Quest auf deinem Level en Masse, und Leder wie verrückt.

Von 30 bis 44/45 etwa kannste dich da austoben.


----------



## ChaosX (6. Januar 2007)

das ist nicht für den 35iger jäger ^^ sondern für den druiden


----------



## Deadlift (6. Januar 2007)

Hm, dann bleibt dir aber dennoch nichts anderes über als da hin zu gehen, mit Level 150 Kürschnern kannst du maximal Tiere der Level Stufe 30 die Haut abziehn.

Richtwert ab Level 100 sind Kürschnerwert / 5 = Level das du maximal Kürschnern kannst.


----------



## bubabeatmann (6. Januar 2007)

jo kÜrschner dich erst mal durch strangle (mobs lvl 30-44)
danach tanaris dann ungoro
geht ziemlich schnell Kürschnern zu skillen habs ma in 5 stunden auf 300 gebracht


----------



## ChaosX (7. Januar 2007)

wo in tanaris den gibt es da mehrer die in der nähe stehen ?


----------



## matrix089 (11. Januar 2007)

Kurze Frage, ich bin Level 13 Jäger und z.Zt. im Brachland. Hier kommt es schon wesentlich häufiger vor das ich 2 Leder erhalte bzw. verschiedene Leder. Sollte ich hier erstmal bleiben und meine Fähigkeiten ausbauen?

Danke

Ps. wie kann ich meine lederverarbeitungsskills hochtreiben? Aus jedem fetzen leder ein leichtes rüstungsset basteln, damit ich möglichs viel "verarbeite"?


----------



## Splendid (14. Januar 2007)

matrix089 schrieb:


> Kurze Frage, ich bin Level 13 Jäger und z.Zt. im Brachland. Hier kommt es schon wesentlich häufiger vor das ich 2 Leder erhalte bzw. verschiedene Leder. Sollte ich hier erstmal bleiben und meine Fähigkeiten ausbauen?
> 
> Danke
> 
> Ps. wie kann ich meine lederverarbeitungsskills hochtreiben? Aus jedem fetzen leder ein leichtes rüstungsset basteln, damit ich möglichs viel "verarbeite"?




Ich würde so lange in einem Gebiet kürschnern, wie du noch Skill-Punkte dafür kriegst!

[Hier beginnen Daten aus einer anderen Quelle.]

PR #316, opened 2024-10-28
build(uv): Lean on `uv` for all tasks within Makefile

schloerke:
## Changes

~~Breaking changes:~~
* ~~Drop python 3.8 support~~
	* ~~Main motivation: uv doesn't like to run quartodoc when python 3.8 is supported. However, python 3.8 is EOL, so it is fair to drop support.~~
	* Update: Workarounds were made to have quartodoc and uv play nicely. No remaining reason to drop 3.8

UV:
* Require usage of `.venv`
* Use `uv` for as many commands as possible
	* Every `make` command should be able to be run **without** requiring to activate the virtual environment
	* (Reduce adoption friction down to a minimum)
* Always install deps with `uv` before a python package command is run
* Remove requirements.txt and requirements-dev.txt. Instead, leverage pyproject.toml
	* Drop `make deps` and fold functionality into `make dev`
	* Currently waiting on `pip` to determine who groups are installed before `uv` implements group installation: https://github.com/astral-sh/uv/issues/8590#issuecomment-2439611796 . However, `uv` is fast that groups are not really needed for now.

GHA:
* Use `astral-sh/setup-uv` and `uv python install VERSION` to install `uv` and `python`
* Remove usage of `env: { UV_SYSTEM_PYTHON: true }`
* Drop cache from runs. `uv` is fast to install everything and nothing can get poisoned from prior runs. (Major pain to discover / debug)
* Test on python 3.13


Makefile
```diff
@@ -19,62 +19,63 @@ clean:
...
 	$(MAKE) -C ./docs
 
-ensure-uv:
+$(VIRTUAL_ENV):
+	$(UV) venv $(VIRTUAL_ENV)
+_ensure-uv-venv: _ensure-uv-cmd $(VIRTUAL_ENV)
+_ensure-uv-cmd:
 	@if ! command -v $(UV) >/dev/null; then \
-		$(PYTHON) -m ensurepip && $(PYTHON) -m pip install uv; \
+		$(PYTHON) -m ensurepip && $(PYTHON) -m pip install "uv >= 0.4.27"; \
```
tdstein, line 43: Since I have `uv` installed via Homebrew, I did not hit the `uv >= 0.4.27` version check. It took me a few minutes to realize that I needed to upgrade `uv` on my system.

I think this would be fixed by running `$(UV) pip install "uv >= 0.4.27"` after the if statement.

Makefile
```diff
@@ -19,62 +19,63 @@ clean:
...
-docs:
+docs: ensure-uv
 	$(MAKE) -C ./docs
 
-ensure-uv:
+$(VIRTUAL_ENV):
+	$(UV) venv $(VIRTUAL_ENV)
+_ensure-uv-venv: _ensure-uv-cmd $(VIRTUAL_ENV)
+_ensure-uv-cmd:
 	@if ! command -v $(UV) >/dev/null; then \
```
tdstein, line 42: Could this be a single command?

Makefile
```diff
@@ -19,62 +19,63 @@ clean:
...
-		$(PYTHON) -m ensurepip && $(PYTHON) -m pip install uv; \
+		$(PYTHON) -m ensurepip && $(PYTHON) -m pip install "uv >= 0.4.27"; \
 	fi
+ensure-uv: _ensure-uv-cmd _ensure-uv-venv
 
-fmt:
-	$(PYTHON) -m ruff check --fix
-	$(PYTHON) -m ruff format
+fmt: dev
```
tdstein, line 47: I have been hesitant to create these makefile target dependencies in the past due to the execution time overhead of running `dev` everytime. But it appears that the overhead is trival using this setup. Just to double check myself, can you think of any other reasons why we wouldn't want to run `dev` before each of these commands?

.github/workflows/ci.yaml
```diff
@@ -26,21 +21,16 @@ jobs:
...
-          - '3.8'
-          - '3.9'
-          - '3.10'
-          - '3.11'
-          - '3.12'
+          - "3.9"
+          - "3.10"
+          - "3.11"
+          - "3.12"
     steps:
```
tdstein, line 28: As mentioned elsewhere, we unfortunately cannot drop support for Python 3.8 at this time.

.github/workflows/ci.yaml
```diff
@@ -4,19 +4,14 @@ on:
...
     runs-on: ubuntu-latest
     steps:
       - uses: actions/checkout@v4
-      - uses: actions/setup-python@v5
-        with:
-          python-version: 3.x
-          check-latest: true
-          cache: 'pip'
-      - run: make deps
+      - uses: astral-sh/setup-uv@v3
```
tdstein, line 12: It appears this action has caching support. https://github.com/astral-sh/setup-uv?tab=readme-ov-file#enable-caching

Did you have a chance to try it?

docs/Makefile
```diff
@@ -21,26 +21,36 @@ endif
...
 all: deps api build
 
-api:
-	$(QUARTODOC) build
-	$(QUARTODOC) interlinks
+ensure-dev:
+	$(MAKE) -C .. dev
+
+api: ensure-dev
+	@echo "::group::quartodoc interlinks"
```
tdstein, line 28: Smart. Just curious... does the `::group::task` nomenclature come from somewhere?

docs/Makefile
```diff
@@ -21,26 +21,36 @@ endif
...
+	$(UV) run $(QUARTODOC) build --verbose
+	@echo "::endgroup::"
 	cp -r _extensions/ reference/_extensions  # Required to render footer
 
-build:
-	CURRENT_YEAR=$(CURRENT_YEAR) \
-	PROJECT_VERSION=$(PROJECT_VERSION) \
-	$(QUARTO) render
+build: ensure-dev
+	source ../.venv/bin/activate && \
```
tdstein, line 37: Should this utilize `$(MAKE) -C .. ensure-uv` instead?

docs/Makefile
```diff
@@ -21,26 +21,36 @@ endif
...
 
 clean:
 	rm -rf _extensions _inv _site .quarto reference objects.json
 	find . -type d -empty -delete
 
-deps:
-	$(UV) pip install --upgrade pip -r requirements-site.txt
+_extensions/posit-dev/posit-docs/_extension.yml:
 	$(QUARTO) add --no-prompt posit-dev/product-doc-theme@v4.0.2
+_extensions/machow/interlinks/_extension.yml:
```
tdstein, line 48: Can we still enforce upgrades to Quartodoc this way?

Dockerfile
```diff
@@ -1,14 +1,10 @@
...
-ENV UV_SYSTEM_PYTHON=true
-
 RUN apt-get update && apt-get install -y make
 
 WORKDIR /sdk
 
-COPY Makefile pyproject.toml requirements.txt requirements-dev.txt vars.mk ./
-
-RUN --mount=type=cache,mode=0755,target=/root/.cache/pip make deps
+COPY Makefile pyproject.toml vars.mk ./
```
tdstein, line 7: Do we need to include `uv.lock` here?

tdstein (changes requested):
This is awesome! We'll need to adjust to continue supporting Python 3.8, but otherwise this looks great. It's wild how many new features `uv` has introduced since we originally migrated to it in August.

tdstein:
Also, you can remove the '!' from the conventional commit title. The '!' is only necessary for breaking changes affecting package consumers (e.g.,  a change requiring a major version bump). `build(uv): lean on `uv` for all Python tasks` would also be appropriate since this affects more than the Makefiles.

docs/Makefile
schloerke: The environment has to be active. Maybe we can get it to work with `$(UV) tool run --with ../ $(QUARTO) render`?

docs/Makefile
schloerke: No. Currently docs are not kept in version control. So GHA should pass as it is a clean environment.

I'm up for adding the quarto extensions folder though. This would resolve the issue and isn't much in files.

docs/Makefile
schloerke: It's a GHA thing. Gives it the little drop down to consolidate stdout/stderr within a single step. There can be many output groups per step.

docs/Makefile
schloerke: The `$(MAKE) -C .. ensure-uv` is performed within the `ensure-dev` target (so we'd only need to call it once for multiple targets)

pyproject.toml
```diff
@@ -6,7 +6,7 @@ build-backend = "setuptools.build_meta"
 name = "posit-sdk"
 description = "Posit SDK for Python"
 readme = "README.md"
-requires-python = ">=3.8"
+requires-python = ">=3.9"
```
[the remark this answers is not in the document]
nealrichardson: Customers often have content running on older versions, and it's not (yet) trivial within Connect for them to "just" upgrade Python. So, if we stop supporting older versions in Connect, the effect is that it prevents customers from upgrading Connect because their content would stop working. We're working on a few things to make this better, but until we offer a better path for these customers, we're not dropping Python versions anymore.

The SDK doesn't necessarily need to follow what Connect does, but there are arguments for keeping it more permissive so that it is more widely usable by customers who haven't upgraded yet.

docs/Makefile
tdstein: Makes sense. Actually, since `make clean` clears out the extensions folder, it seems reasonable. My concern was for local development where these files are long lived and become out of date, but `make clean` is a decent escape hatch.

Makefile
schloerke: There is a hiccup in running it. But I believe the advantages outweigh the small slowdown for each run

Dockerfile
schloerke: I want to go with "no". It is possible that packages do not install the exact same way between local mac and docker linux.

If it is important to have the exact same setup, then we should commit uv.lock.

Makefile
schloerke: Yes.

Converting it to a `$(MAKE) $(VIRTUAL_ENV)` call after `uv` has been installed

pyproject.toml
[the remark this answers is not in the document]
schloerke: Thank you!

I'll add it back as it was more build tool driven, rather than package code requirements

Dockerfile
tdstein: It looks like it is operating system agnostic https://docs.astral.sh/uv/concepts/projects/#project-lockfile

In that case, we should be able to check it in and use it here.

docs/Makefile
tdstein: Whoa! That's awesome. TIL

pyproject.toml
```diff
@@ -22,7 +22,8 @@ dynamic = ["version"]
 dependencies = [
     "requests>=2.31.0,<3",
     "packaging",
-    "typing-extensions"
+    "typing-extensions",
+    "setuptools-scm;python_version>='3.12'",
```
tdstein, line 26: `setuptools-scm` should only be required for the build group. It is used to derive the version information for Git

Dockerfile
schloerke: I'm still on the "no" train. If it is important to resolve to the same packages, we should use stronger package version requirements.

(I'd agree for locked-down/reproducible environments, but for open source projects its nice to have some natural chaos / updates as users will not have access to our lock file)

Dockerfile
```diff
@@ -1,14 +1,10 @@
...
 
-ENV UV_SYSTEM_PYTHON=true
-
 RUN apt-get update && apt-get install -y make
 
 WORKDIR /sdk
 
-COPY Makefile pyproject.toml requirements.txt requirements-dev.txt vars.mk ./
-
-RUN --mount=type=cache,mode=0755,target=/root/.cache/pip make deps
```
tdstein, line 11: Since the `make dep` step has been combined with `make dev`, the iterative development process of integrations is quite a bit slower. On main, it took 7.3s to run `make -C integration build`, while on this branch, it took 13.1s. This isn't a huge difference, but it is noticeable since this is part of my development workflow. The reasoning may be a bit nuanced...

Line 11 creates a cached layer with the dependencies. When the source code is changed, it invalidates line 14. Subsequently, only line 16, which is the editable install, is recomputed. So, when doing development work on the source code, I can make changes without forcing Docker to reinstall all dependencies.


How difficult would it be to separate back out the editable install (`pip install -e .`) from the general dependency installation?

This isn't a blocker, but I would prefer the faster iterative build times.

Makefile
```diff
@@ -68,7 +68,7 @@ uninstall: ensure-uv
 
 version:
 	@$(MAKE) ensure-uv &>/dev/null
-	@$(UV) run --quiet python -m setuptools_scm
+	@$(UV) run --quiet --with "setuptools_scm" python -m setuptools_scm
```
tdstein, line 71: Nice!

Dockerfile
tdstein: Yeah, I had the same thought. I don't have strong opinions either way.

tdstein (approved):
🙌🏻 

I have one outstanding question regarding the integration tests, but regardless, this is awesome! I love the pragmatic use of `uv` in different places. It really shows the power of the tooling.

Dockerfile
schloerke: 🥳 Solved with `$(UV) sync --frozen --no-install-project`

Installs given the lock file (that is copied over). Only install the project dependencies, but not the `posit` package (which needs setuptools-scm and `./src` to be compiled).

PR #320, opened 2024-11-04
refactor: removes cache layer from active sequence

tdstein:
Removes the cache layer from finder methods to reduce the complexity of propagating query parameters.

When passing query parameters through finder methods, it is difficult to manage the cache if we wish to have it reflect the user's query state. For example, when calling `packages.find_by(name='posit-sdk)',` what should `packages._data` return on the next call?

Bei der Lederverarbeitung grundsätzlich nur das verarbeiten was rot oder gelb ist!
Bei roten Gegenständen bekommst du garantiert einen Punkt, bei Gelb auch noch gute Chancen, sagn wir 4 Punkte von 5 verarbeiteten Sachen. Bei grün ist deine Chance auf einen Punkt schon verdammt gering, ich schätz mal so 2 von 10 und bei grauen Sachen kriegst du gar nix mehr!  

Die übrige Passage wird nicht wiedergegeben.